→ Activity
A faithful, complete copy of the entries is the sole expected answer.

[[ Working data, beginning ]]

PR #2467, opened 2021-06-03
Bump `mypy` to v0.812

hwwhww:
- `mypy` v0.800 release adds Python 3.9 support.
- I verified that our current CI setting is able to support Python3.9 env (https://github.com/ethereum/eth2.0-specs/compare/py39-support) with this PR, but let's keep running CI with Python3.8 env for backward compatibility.


djrtwo (approved):
wooo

[[ Working data, end ]]

→ Written answer
PR #2467, opened 2021-06-03
Bump `mypy` to v0.812

hwwhww:
- `mypy` v0.800 release adds Python 3.9 support.
- I verified that our current CI setting is able to support Python3.9 env (https://github.com/ethereum/eth2.0-specs/compare/py39-support) with this PR, but let's keep running CI with Python3.8 env for backward compatibility.


djrtwo (approved):
wooo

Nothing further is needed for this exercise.